:: Record set ::
PR #8429, opened 2015-05-13
Backport jupyter/notebook#89

Carreau:
fix highlighting of non-python kernels.

mock the cm_config property also when set, unlike in non backported
version of this PR


Carreau:
This backport jupyter/notebook#94 also now, and fix the tests. 
marking as 3.2.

:: Work task ::
Your answer should consist of each line above in which "notebook" appears.

:: Expected output ::
Backport jupyter/notebook#89
This backport jupyter/notebook#94 also now, and fix the tests. 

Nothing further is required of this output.